撤回を言わせる前に神の輪は消えて、誓約は終わる。
「撤回しろ!」
彼が動揺して目を見開いている。眦をあげ必死で声をあげ焦っている。そんな姿は初めて見た。
「しない」
「くそっ」
彼の悪態も初めて聞いた。そしてティアナを睨む。危機ではなく、焦りどうしようかと感情的になっている彼に、自分のほうはどんどん愉快になっていく。どころか、きっと自分は笑っている。
(”本当”の主は、あの方だけ、でも――)
彼の、つなぎになれるのならば。虚無のような彼に、何かを与えることができるのならば。
「自分が何をしたのかわかっているのか」
「わかってる。だから、無理をしないで」
「守るために無理をするんだ。お前が、痛みを引き受けてどうする!?」
「抑止力になるでしょ」
そう言ったら、カーシュは目を見開いてティアナの腕から力を抜いた。
そして、呆然としている。
彼とはこれまでも何度も言い争いをしたけれど、いつも聞いてくれなかった。なのにこの言葉にはショックを受けて、目が揺れて感慨深げにわずかに潤んだように見える。
(なぜ?)
「まったく、あなたはいつも……そうだ」
悔し気に睨む独白。目を伏せて、吐く息。でも、『あなた』に首を傾げていると、突然腕を掴まれて引き寄せられる。

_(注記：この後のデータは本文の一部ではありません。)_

PR #3967, opened 2018-07-28
fix(IE10): Remove dependency on Object.setPrototypeOf

### LINKED ISSUE #3966: Object.setPrototypeOf not available in IE10
As of RxJS 6, partners like Angular are having a hard time with IE10 because we are using Object.setPrototypeOf in our Error classes.

Related: https://github.com/angular/angular/issues/24488

benlesh:
This reimplements all Error types as ES5 classes, and types them with TypeScript such that
we no longer need to rely on Object.setPrototypeOf, which was causing issues for users who had not
polyfilled it properly in IE10.

fixes #3966


croso-df:
Has this been released already? I can still see setPrototypeOf in 6.2.2

PR #3968, opened 2018-07-28
fix(find): unsubscribe from source when found

### LINKED ISSUE #3934: Operator find does not unsubscribe on match
## Bug Report

**Current Behavior**
The `find` operator does not unsubscribe from the source observable when a match is found, but rather only after the result observable is unsubscribed from. This means that `find(()=>true)` behaves differently from `first()`, and the behaviour of `first()` is better.

**Reproduction**
https://rxviz.com/v/1o7zEN08
https://stackblitz.com/edit/typescript-ghjbsy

抱きしめられた、と思えば彼はティアナの両頬を掴んだ。そして顔を持ち上げる。
斜めに傾け近づく顔に驚いていると、唇が重なる。それは柔らかくて、温かい。
目を見開いていると、軽く下唇を噛んで離れていく。
互いに目は開いたままだった。黒曜石の瞳は熱っぽく潤んでいた。
呆然と見つめる。
(これって、キス?)
それとも、何かの契約? まだ頬を挟まれたまま、ティアナは「あの?」と口を開いた。
「嫌がらせ? それとも、――何?」
カーシュはむっと黙り、それからティアナの顔を挟んだまま、再度首を傾げて口を重ねてこようとするから、慌てて遮る。
「どこまで鈍いんだ」
「それって、ひどくない!?」
「今の俺の気持ちだ」
ティアナは体を揺すり、手を振り上げる。
今の私の気持ちを表すとどう? パンチするとこ? 平手?
黒い瞳はティアナをじっとのぞき込んでいるだけ。
「俺は言葉にするのが得意じゃない。そして行動が二段、三段飛んでいると言われることがある」
ほんとにそうだ! ぶっとんでる。彼の中では繋がっているんだろうけど、他人にしてみれば突然飛んで、斜め上の行動をされるから呆然とする。
「今のなに? いや、言わなくてもいい!」
彼も眉を寄せて断ったティアナの言葉を遮る。
「キス」
なぜ、わからないんだ? という顔をされたのは、なぜ? おかしいでしょ!?
「飛び過ぎだし、好意はないって言ったじゃない!」
「求婚した」
「それ『なし』って言ったじゃない!」
「俺の中ではなくなっていない。それに、………好きだ」
「え」
「それに本番は、いずれと――」
彼は目を伏せた。まつ毛が長くたくさんあることに初めて気が付いた。憂いのある顔、何を彼は言っているの?
言葉を失っていると彼は寂しげに、何かを懐かしむように笑った。